Please return every line from the entries that has the string "doubt" in it.

Given records:
• • • • • • •
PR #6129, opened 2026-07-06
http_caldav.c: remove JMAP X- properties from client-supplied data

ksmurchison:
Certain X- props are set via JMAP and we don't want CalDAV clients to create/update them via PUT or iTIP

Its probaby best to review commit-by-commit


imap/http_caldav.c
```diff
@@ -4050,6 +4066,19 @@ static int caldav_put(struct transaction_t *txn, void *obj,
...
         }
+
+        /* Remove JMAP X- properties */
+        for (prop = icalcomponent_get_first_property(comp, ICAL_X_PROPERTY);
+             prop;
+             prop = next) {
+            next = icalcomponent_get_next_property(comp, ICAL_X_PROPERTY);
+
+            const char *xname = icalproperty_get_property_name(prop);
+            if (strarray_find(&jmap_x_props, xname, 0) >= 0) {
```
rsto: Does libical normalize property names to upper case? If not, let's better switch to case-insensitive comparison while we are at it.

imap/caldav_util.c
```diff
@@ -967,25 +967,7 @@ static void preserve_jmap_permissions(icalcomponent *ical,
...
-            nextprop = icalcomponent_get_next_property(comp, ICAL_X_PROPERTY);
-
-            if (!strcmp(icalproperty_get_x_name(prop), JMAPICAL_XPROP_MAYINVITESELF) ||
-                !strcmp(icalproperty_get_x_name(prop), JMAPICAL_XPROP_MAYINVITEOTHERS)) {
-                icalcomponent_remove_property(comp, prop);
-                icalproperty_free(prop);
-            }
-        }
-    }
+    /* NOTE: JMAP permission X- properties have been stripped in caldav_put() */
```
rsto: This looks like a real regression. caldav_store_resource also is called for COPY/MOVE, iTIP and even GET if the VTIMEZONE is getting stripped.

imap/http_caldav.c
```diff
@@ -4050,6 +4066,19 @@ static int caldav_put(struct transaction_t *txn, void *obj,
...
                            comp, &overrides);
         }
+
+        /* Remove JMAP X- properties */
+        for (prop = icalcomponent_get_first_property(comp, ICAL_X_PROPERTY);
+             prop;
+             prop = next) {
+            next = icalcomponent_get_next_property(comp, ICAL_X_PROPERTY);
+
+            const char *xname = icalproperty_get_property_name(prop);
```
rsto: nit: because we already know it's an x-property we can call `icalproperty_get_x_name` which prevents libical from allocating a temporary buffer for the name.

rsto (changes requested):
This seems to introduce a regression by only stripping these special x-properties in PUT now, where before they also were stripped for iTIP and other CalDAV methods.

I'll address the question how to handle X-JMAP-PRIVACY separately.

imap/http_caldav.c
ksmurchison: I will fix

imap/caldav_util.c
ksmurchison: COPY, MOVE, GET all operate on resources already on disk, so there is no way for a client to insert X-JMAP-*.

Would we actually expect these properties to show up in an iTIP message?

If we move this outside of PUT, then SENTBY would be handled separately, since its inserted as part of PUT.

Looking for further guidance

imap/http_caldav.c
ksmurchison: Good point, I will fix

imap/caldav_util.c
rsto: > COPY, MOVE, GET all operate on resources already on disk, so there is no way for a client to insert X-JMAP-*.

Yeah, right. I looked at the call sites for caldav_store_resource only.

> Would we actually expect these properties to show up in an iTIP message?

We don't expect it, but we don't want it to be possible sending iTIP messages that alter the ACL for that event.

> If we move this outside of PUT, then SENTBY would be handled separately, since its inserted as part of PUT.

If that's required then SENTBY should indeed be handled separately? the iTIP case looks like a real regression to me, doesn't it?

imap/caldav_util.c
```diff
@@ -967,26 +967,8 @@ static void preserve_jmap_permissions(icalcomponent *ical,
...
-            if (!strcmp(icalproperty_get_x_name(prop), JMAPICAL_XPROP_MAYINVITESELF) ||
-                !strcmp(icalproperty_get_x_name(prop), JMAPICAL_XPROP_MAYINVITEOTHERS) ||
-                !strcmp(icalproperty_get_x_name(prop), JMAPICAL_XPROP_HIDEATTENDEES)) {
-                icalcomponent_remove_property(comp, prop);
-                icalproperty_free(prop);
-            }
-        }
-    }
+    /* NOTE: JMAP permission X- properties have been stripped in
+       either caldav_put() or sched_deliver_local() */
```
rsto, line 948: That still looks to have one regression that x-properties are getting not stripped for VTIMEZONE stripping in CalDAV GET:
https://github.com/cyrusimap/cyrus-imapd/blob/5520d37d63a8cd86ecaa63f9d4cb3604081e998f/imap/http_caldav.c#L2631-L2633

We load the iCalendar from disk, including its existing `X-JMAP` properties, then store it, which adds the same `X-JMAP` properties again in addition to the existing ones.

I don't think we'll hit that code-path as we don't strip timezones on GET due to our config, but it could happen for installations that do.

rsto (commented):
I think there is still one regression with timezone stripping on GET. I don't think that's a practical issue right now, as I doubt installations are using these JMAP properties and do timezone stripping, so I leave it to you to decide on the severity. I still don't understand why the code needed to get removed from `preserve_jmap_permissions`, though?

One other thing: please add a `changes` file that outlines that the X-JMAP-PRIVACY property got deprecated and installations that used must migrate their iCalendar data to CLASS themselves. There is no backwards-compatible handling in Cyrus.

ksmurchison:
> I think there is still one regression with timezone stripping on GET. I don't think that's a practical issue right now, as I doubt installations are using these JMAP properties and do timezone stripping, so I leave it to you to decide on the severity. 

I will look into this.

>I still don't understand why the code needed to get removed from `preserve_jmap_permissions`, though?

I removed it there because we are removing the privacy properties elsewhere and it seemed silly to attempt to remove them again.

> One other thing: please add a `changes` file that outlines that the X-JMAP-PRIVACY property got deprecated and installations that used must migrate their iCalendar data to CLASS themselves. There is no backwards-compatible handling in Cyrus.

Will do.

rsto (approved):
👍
• • • • • • •
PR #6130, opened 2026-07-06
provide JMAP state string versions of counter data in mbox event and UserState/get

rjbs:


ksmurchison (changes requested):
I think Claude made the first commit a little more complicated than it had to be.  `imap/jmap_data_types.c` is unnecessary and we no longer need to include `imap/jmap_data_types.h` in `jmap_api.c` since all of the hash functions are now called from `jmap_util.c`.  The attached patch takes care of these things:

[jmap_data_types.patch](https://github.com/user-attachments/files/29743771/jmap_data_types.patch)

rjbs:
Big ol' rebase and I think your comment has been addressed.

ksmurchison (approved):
• • • • • • •
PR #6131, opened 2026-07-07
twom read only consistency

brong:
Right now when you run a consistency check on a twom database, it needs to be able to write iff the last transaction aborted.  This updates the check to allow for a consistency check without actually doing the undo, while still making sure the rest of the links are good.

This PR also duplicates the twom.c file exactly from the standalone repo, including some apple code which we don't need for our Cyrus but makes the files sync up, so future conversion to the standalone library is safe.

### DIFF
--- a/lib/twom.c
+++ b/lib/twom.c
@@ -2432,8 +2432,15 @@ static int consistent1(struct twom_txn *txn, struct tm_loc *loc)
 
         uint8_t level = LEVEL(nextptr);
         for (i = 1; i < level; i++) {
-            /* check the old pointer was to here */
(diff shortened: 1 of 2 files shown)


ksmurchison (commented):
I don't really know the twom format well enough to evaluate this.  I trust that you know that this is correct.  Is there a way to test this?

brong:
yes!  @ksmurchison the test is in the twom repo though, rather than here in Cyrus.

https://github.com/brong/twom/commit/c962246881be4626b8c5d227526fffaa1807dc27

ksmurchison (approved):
• • • • • • •
Finished task:
I think there is still one regression with timezone stripping on GET. I don't think that's a practical issue right now, as I doubt installations are using these JMAP properties and do timezone stripping, so I leave it to you to decide on the severity. I still don't understand why the code needed to get removed from `preserve_jmap_permissions`, though?
> I think there is still one regression with timezone stripping on GET. I don't think that's a practical issue right now, as I doubt installations are using these JMAP properties and do timezone stripping, so I leave it to you to decide on the severity. 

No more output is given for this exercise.